__Your goal__:
Return the lines below that carry the word "iterator".

= = = = =

PR #453, opened 2017-04-18
Done

asaki444:


lib/Board.rb
```diff
@@ -0,0 +1,51 @@
+require 'pry'
+class Board
+  attr_accessor :cells
+  def initialize
```
cernanb: I would just call `self.reset!` here and delegate to that method to create the default empty board.

lib/Board.rb
```diff
@@ -0,0 +1,51 @@
...
+    puts "------------"
+    puts " #{cells[6]} | #{cells[7]} | #{cells[8]} "
+    puts " "
+  end
+
+  def position(pos)
+    cells[index(pos)]
+  end
+
+  def full?
```
cernanb: Use the most expressive and efficient iterator for a problem. `Board#full?` is asking if all elements are not empty strings. You can use logic that is symmetrical to those semantics with the [`#all?`](http://ruby-doc.org/core-2.2.3/Enumerable.html#method-i-all-3F) iterator.

lib/Board.rb
```diff
@@ -0,0 +1,51 @@
...
+    cells.detect{|cell| cell == " "}? false : true
+  end
+
+  def turn_count
```
cernanb: Use the highest level and most expressive iterator possible to solve a problem. [`count`](http://ruby-doc.org/core-2.2.0/Array.html#method-i-count) on the cells is perfect and the rest of this method is not needed. Entire body could read:

```ruby
def turn_count
end
```

lib/Game.rb
```diff
@@ -0,0 +1,73 @@
...
+
+  def draw?
+       board.full? && !won?
+  end
+
+  def over?
+    draw? || won?
+  end
+
+  def winner
```
cernanb: Instead of calling `Game#won?` twice, consider using an if statement assignment. For example:

```ruby
if won = won?
  board.cells[won.first]
end
```

NakyungLee:
Niki Lee == NakyungLee == github username lol

PR #456, opened 2017-04-20
Project submitted

professionalxmaz:


bin/tictactoe
```diff
@@ -1,3 +1,6 @@
 #!/usr/bin/env ruby
 
 require_relative '../config/environment'
+
+
+Game.begin
```

lib/board.rb
```diff
@@ -0,0 +1,47 @@
...
+    puts "-----------"
+    puts " #{cells[6]} | #{cells[7]} | #{cells[8]} "
+  end
+
+  def position(input)
+    @cells[input.to_i - 1]
+  end
+
+  def full?
+    @cells.none? {|i| i == " "} ? true : false
```

lib/game.rb
```diff
@@ -0,0 +1,99 @@
...
+    [3, 4, 5],#mid
+    [6, 7, 8],#bot
+    [0, 3, 6],#left vert
+    [1, 4, 7],#mid vert
+    [2, 5, 8],#right vert
+    [0, 4, 8],#slash1
+    [2, 4, 6]#slash2
+  ]
+
+  def current_player
```

lib/game.rb
```diff
@@ -0,0 +1,99 @@
...
+      @board.cells[combo[1]] == @board.cells[combo[2]] &&
+      @board.taken?(combo[0] + 1)
+    end
+  end
+
+  def draw?
+    @board.full? && !won?
+  end
+  
+  def winner
```

```ruby
if won = won?
  board.cells[won.first]
end
```

PR #458, opened 2017-04-20
Done

spensation:


bin/tictactoe
```diff
@@ -1,3 +1,31 @@
 #!/usr/bin/env ruby
 
 require_relative '../config/environment'
```

```ruby
#!/usr/bin/env ruby
       
TicTacToeCLI.new.call
```

```ruby
class TicTacToeCLI
  def initialize
  end

  def call
   # Your game logic
  end
end
```

lib/board.rb
```diff
@@ -0,0 +1,64 @@
+require 'pry'
+class Board
+attr_accessor :cells
+
+  def initialize
```

lib/board.rb
```diff
@@ -0,0 +1,64 @@
...
+    @cells = [" ", " ", " ", " ", " ", " ", " ", " ", " "]
+  end
+
+  def reset!
```
cernanb: This is the method I would create the array with empty spaces. 
`@cells = [" ", " ", " ", " ", " ", " ", " ", " ", " "]`

lib/board.rb
```diff
@@ -0,0 +1,64 @@
...
+    puts "-----------"
+    puts " #{@cells[6]} | #{@cells[7]} | #{@cells[8]} "
+  end
+
+  def position(user_input)
+    index = (user_input.to_i) - 1
+    return "#{@cells[index]}"
+  end
+
+  def full?
```

lib/board.rb
```diff
@@ -0,0 +1,64 @@
...
+    @cells.none? {|index| index == " "}
+  end
+
+  def turn_count
```

```ruby
def turn_count
end
```

lib/board.rb
```diff
@@ -0,0 +1,64 @@
...
+  def taken?(user_input)
+    index = (user_input.to_i) - 1
+    if @cells[index] == " " || @cells[index] == "" || @cells[index] == nil
+      return false
+    else
+      return true
+    end
+  end
+
+  def valid_move?(user_input)
```
```
```

lib/game.rb
```diff
@@ -0,0 +1,113 @@
...
+  [2,4,6], #left diagonal
+]
+
+  def initialize(player_1 = Players::Human.new("X"), player_2 = Players::Human.new("O"), board = Board.new)
+    @player_1 = player_1
+    @player_2 = player_2
+    @board = board
+  end
+
+  def current_player
```

lib/game.rb
```diff
@@ -0,0 +1,113 @@
...
+
+  def draw?
+    if won? || !full?
+      return false
+    else
+      return true
+    end
+  end
+
+  def winner
```
cernanb: You can take advantage of your `won?` method to simplify your code. 
```ruby
if won = won?
  board.cells[won.first]
end
```

PR #459, opened 2017-04-20
Project submitted

kpiipari:


lib/board.rb
```diff
@@ -0,0 +1,51 @@
+require 'pry'
+class Board
+
+  attr_accessor :cells
+
+  def initialize
```

lib/board.rb
```diff
@@ -0,0 +1,51 @@
...
+    @cells = [" ", " ", " ", " ", " ", " ", " ", " ", " "]
+  end
+
+  def reset!
+    @cells = [" ", " ", " ", " ", " ", " ", " ", " ", " "]
```

lib/board.rb
```diff
@@ -0,0 +1,51 @@
...
+  end
+
+  def taken?(input)
+    cell = position(input)
+    cell == "X" || cell == "O" ? true : false
+  end
+
+  def valid_move?(input)
+    i = input.to_i
+    i <= 9 && i > 0 && !taken?(input)
```
`position.between?(1,9)`

lib/game.rb
```diff
@@ -0,0 +1,93 @@
...
+      combo_chars = combination.map { |i| board.cells[i] }
+      combo_chars.all? { |c| c == "X" } || combo_chars.all? { |c| c == "O" }
+    end
+  end
+
+  def draw?
+    !won? && board.full?
+  end
+
+  def winner
```

```ruby
if won = won?
  board.cells[won.first]
end
```

lib/players/human.rb
```diff
@@ -0,0 +1,14 @@
+module Players
+  class Human < Player
+
+    def initialize(token)
+      super(token)
+    end
+
+    def move(board)
```
```
def move(board)
  gets.chomp
end
```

= = = = =

__Problem solution__:
cernanb: Use the most expressive and efficient iterator for a problem. `Board#full?` is asking if all elements are not empty strings. You can use logic that is symmetrical to those semantics with the [`#all?`](http://ruby-doc.org/core-2.2.3/Enumerable.html#method-i-all-3F) iterator.
cernanb: Use the highest level and most expressive iterator possible to solve a problem. [`count`](http://ruby-doc.org/core-2.2.0/Array.html#method-i-count) on the cells is perfect and the rest of this method is not needed. Entire body could read:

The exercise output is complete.